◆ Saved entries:
[Start of Attachment]
PR #552, opened 2022-12-13
feat: allowing persistence store to list foreign objects

tjasko:
This introduces a change to the persistence store that allows callers to list the foriegn resources themselves. Currently, a `ListFor()` call exists that allows listing resource(s) that have the associated foreign key index, although listing the other way around was not previously supported.

### DIFF
--- a/internal/store/opts.go
+++ b/internal/store/opts.go
@@ -73,10 +73,12 @@ func DeleteByType(typ model.Type) DeleteOptsFunc {
 }
 
 type ListOpts struct {
-	ReferenceType model.Type
-	ReferenceID   string
-	PageSize      int
-	Page          int
+	ReferenceType          model.Type
+	ReferenceID            string
+	ReferenceReverseLookup bool
+
+	PageSize int
+	Page     int
 
 	// CEL expression used for filtering.
 	// Read more: https://github.com/google/cel-spec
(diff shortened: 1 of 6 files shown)


internal/store/opts.go
```diff
@@ -124,13 +126,52 @@ func NewListOpts(fns ...ListOptsFunc) (*ListOpts, error) {
...
+//     service: {id: service-1}
+//   - id: route-2
+//     service: {id: service-1}
+//   - id: route-3
+//
+// When calling `ListFor(resource.TypeRoute, "route-1")` with
+// `resource.NewList(resource.TypeService)`.
+//
+// Then this would return the service with ID `service-1`.
+func ListReverseFor(typ model.Type, id string) ListOptsFunc {
```
tjasko, line 167: I'm not sure what else to call this, but do you feel it's confusing? At least the commentary clears up when to use `ListFor()` vs `ListReverseFor()`. `ListFor()` wasn't named very well in the first place, so that's part of the confusion.

internal/store/opts.go
```diff
@@ -124,13 +126,52 @@ func NewListOpts(fns ...ListOptsFunc) (*ListOpts, error) {
...
+// As such, this is used to list the foreign resources themselves.
+//
+// Given the following routes:
+//   - id: route-1
+//     service: {id: service-1}
+//   - id: route-2
+//     service: {id: service-1}
+//   - id: route-3
+//
+// When calling `ListFor(resource.TypeRoute, "route-1")` with
```
GGabriele, line 163:
```suggestion
// When calling `ListReverseFor(resource.TypeRoute, "route-1")` with
```

Should be this?

GGabriele (approved):
Awesome job!

internal/store/store.go
```diff
@@ -443,8 +444,20 @@ func (s *ObjectStore) referencedList(ctx context.Context, list model.ObjectList,
...
+		// When `opt.ReferenceReverseLookup` is not true, we're extracting <id> from the below key:
+		// `c/.../ix/f/<typ>/<opt.ReferenceID>/<opt.ReferenceType>/<id>`
+		//
+		// When it is true, we're extracting the <id> from the below key:
+		// `c/.../ix/f/<typ>/<id>/<opt.ReferenceType>/<opt.ReferenceID>`
+		id := key[keyPrefixLen:]
+		if opt.ReferenceReverseLookup {
+			startIdx := strings.Index(keyPrefix, persistence.WildcardOperator)
+			endIdx := strings.Index(key[startIdx:], "/")
+			id = key[startIdx : startIdx+endIdx]
```
javierguerragiraldez, line 457: seems a bit fragile.  i think `strings.Cut` has better behaviour when the separator isn't found.

```suggestion
			startIdx := strings.Index(keyPrefix, persistence.WildcardOperator)
			if startIdx < 0 {
				return fmt.Errorf(.....)
			}
			id, _, _ = strings.Cut(key[startIdx:], "/")
```

internal/store/opts.go
tjasko: Yup, it should be, bad copy pasta. Updated!

internal/store/store.go
tjasko: Fair point, updated 😀

tjasko:
> @javierguerragiraldez please add some tests, this is a new feature with a not-too-obvious requirement (the sql processing downstream). it's easy to imagine unrelated work breaking this if not tested.

As mentioned previously, adding unit tests here is far from trivial given how the persistence store was written. This is indirectly tested, but via the integration tests of the consumer group work. I will agree with you though, we need to get this codebase up to snuff & mocking the persistence layer to test this code... it's just difficult due to all the global state happening. Need to de-couple it and be able to register new types on the fly without affecting the state of everything else.

GGabriele (approved):

aboudreault (approved):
[End of Attachment]
◆ Problem statement: The count of lines in the records above holding the word "that" should be reported as a number, with nothing added.

◆ Task solution: 2